**Your objective**
Copies of all lines that contain "note" are needed; take them from the data below.

**Material for this exercise**

● ● ● ● ● ● ●

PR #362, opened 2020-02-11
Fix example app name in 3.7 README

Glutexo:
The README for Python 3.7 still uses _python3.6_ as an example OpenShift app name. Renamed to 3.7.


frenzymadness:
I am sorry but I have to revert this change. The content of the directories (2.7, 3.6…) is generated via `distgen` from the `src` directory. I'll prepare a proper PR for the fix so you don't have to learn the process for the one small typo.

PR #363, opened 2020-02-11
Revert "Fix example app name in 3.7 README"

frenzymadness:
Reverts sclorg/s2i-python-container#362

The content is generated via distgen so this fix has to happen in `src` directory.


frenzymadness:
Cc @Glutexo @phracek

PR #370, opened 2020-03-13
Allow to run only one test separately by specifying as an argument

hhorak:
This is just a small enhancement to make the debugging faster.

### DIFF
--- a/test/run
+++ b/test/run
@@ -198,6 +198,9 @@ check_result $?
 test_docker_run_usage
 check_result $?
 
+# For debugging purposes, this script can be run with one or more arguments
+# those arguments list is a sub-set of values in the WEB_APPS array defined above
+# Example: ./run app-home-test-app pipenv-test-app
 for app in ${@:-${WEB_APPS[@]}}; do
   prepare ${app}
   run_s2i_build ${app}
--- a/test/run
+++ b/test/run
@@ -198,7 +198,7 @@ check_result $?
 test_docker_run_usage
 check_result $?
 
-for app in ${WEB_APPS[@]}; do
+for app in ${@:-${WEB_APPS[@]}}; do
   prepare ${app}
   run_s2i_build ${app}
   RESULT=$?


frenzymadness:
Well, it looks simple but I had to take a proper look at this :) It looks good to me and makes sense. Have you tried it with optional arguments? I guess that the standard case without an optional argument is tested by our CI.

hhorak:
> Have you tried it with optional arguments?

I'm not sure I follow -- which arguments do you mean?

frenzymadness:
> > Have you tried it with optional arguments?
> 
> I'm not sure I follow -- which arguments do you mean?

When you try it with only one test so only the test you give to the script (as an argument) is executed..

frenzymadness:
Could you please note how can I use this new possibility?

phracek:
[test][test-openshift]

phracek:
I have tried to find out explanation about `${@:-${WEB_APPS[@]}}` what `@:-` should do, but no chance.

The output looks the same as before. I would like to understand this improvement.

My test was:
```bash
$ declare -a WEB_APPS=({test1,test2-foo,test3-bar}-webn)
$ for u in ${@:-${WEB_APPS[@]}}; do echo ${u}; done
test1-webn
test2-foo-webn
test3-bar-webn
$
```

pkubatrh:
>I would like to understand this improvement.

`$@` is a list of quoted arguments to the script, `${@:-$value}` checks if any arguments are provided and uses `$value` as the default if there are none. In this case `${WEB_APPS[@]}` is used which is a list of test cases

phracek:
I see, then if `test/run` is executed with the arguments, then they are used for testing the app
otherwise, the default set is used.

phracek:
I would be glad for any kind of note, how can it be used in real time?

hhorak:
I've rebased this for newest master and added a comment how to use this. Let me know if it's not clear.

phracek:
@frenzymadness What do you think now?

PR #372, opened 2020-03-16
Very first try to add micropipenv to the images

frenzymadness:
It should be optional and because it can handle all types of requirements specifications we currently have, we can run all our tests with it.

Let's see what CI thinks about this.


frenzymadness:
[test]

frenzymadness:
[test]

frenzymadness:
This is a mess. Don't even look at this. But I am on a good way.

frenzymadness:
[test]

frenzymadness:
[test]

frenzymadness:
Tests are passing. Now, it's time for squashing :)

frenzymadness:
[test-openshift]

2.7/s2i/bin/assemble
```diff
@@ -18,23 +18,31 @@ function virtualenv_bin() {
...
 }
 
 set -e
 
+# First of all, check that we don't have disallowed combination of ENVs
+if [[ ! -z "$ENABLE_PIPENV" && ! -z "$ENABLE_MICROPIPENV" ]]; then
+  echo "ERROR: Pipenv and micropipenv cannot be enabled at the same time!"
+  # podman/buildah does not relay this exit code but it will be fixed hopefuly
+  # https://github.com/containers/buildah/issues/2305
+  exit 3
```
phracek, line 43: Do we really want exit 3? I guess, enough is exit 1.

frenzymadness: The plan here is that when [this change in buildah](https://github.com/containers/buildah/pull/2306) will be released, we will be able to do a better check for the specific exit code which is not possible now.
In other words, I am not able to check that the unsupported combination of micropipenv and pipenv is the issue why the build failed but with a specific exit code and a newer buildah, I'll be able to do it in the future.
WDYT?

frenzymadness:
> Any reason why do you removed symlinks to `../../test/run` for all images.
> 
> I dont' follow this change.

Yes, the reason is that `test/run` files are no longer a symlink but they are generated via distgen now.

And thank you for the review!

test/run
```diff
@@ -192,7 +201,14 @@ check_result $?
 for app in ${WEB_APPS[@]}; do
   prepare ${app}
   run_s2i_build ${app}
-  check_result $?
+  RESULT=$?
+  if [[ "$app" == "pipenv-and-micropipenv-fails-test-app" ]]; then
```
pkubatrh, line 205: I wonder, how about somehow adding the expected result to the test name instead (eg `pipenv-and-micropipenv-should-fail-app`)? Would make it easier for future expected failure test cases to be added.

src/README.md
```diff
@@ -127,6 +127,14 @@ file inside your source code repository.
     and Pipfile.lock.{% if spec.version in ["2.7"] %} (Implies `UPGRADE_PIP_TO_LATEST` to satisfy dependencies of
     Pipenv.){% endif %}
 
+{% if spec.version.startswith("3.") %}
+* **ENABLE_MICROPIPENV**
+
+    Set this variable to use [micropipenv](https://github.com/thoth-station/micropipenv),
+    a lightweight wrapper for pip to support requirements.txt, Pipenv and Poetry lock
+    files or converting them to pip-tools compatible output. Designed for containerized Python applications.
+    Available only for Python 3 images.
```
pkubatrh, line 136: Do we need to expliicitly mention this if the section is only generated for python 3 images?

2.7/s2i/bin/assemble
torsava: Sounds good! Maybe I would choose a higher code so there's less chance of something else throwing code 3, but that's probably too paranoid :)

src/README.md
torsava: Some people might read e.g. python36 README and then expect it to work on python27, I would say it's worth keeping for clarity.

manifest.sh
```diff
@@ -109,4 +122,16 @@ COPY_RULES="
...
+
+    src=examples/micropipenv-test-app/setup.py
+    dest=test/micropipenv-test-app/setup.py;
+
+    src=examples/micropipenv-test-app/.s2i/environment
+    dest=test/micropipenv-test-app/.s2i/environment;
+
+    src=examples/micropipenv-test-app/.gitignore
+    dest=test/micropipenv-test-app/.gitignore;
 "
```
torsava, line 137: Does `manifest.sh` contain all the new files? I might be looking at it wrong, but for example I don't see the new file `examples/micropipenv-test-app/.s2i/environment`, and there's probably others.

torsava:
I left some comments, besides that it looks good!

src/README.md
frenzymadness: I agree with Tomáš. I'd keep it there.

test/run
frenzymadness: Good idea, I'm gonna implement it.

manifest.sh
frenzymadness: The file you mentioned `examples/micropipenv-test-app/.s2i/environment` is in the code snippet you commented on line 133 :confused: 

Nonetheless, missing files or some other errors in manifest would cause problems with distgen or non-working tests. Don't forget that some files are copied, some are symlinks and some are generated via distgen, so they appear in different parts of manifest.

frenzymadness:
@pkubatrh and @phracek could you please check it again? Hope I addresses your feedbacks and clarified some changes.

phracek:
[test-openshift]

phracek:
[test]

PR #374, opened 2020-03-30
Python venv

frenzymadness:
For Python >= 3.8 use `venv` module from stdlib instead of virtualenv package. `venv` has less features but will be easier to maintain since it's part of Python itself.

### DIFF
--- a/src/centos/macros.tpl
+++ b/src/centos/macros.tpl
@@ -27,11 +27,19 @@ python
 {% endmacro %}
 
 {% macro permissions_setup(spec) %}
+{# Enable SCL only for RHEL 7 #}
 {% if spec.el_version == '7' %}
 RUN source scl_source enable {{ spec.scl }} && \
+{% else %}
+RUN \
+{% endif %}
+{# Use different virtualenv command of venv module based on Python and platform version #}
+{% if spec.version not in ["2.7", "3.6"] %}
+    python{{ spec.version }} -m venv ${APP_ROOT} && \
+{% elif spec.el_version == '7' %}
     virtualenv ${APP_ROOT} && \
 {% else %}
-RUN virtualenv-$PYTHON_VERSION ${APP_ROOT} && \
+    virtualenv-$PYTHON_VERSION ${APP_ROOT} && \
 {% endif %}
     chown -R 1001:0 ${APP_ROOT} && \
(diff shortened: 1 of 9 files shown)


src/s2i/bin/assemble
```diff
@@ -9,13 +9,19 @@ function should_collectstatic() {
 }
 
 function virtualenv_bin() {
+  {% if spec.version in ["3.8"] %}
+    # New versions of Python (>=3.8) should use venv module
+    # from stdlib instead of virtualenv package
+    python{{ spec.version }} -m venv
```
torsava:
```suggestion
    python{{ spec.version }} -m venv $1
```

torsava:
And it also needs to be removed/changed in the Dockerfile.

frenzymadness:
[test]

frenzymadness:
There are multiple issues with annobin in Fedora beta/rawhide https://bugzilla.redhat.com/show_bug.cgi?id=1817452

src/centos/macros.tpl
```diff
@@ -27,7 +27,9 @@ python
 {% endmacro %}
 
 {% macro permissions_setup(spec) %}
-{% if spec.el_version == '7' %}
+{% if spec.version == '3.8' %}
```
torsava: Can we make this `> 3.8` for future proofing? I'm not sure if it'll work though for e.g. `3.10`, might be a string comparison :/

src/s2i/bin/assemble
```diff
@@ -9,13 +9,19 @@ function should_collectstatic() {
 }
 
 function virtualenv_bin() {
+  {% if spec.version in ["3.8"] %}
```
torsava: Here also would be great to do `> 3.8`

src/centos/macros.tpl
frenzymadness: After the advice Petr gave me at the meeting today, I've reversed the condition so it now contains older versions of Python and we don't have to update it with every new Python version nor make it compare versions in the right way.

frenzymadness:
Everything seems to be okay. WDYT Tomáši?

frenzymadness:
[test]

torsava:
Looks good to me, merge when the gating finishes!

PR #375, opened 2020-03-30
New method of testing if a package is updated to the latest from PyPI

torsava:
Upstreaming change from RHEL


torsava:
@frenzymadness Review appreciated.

● ● ● ● ● ● ●

**Your solution**
Could you please note how can I use this new possibility?
I would be glad for any kind of note, how can it be used in real time?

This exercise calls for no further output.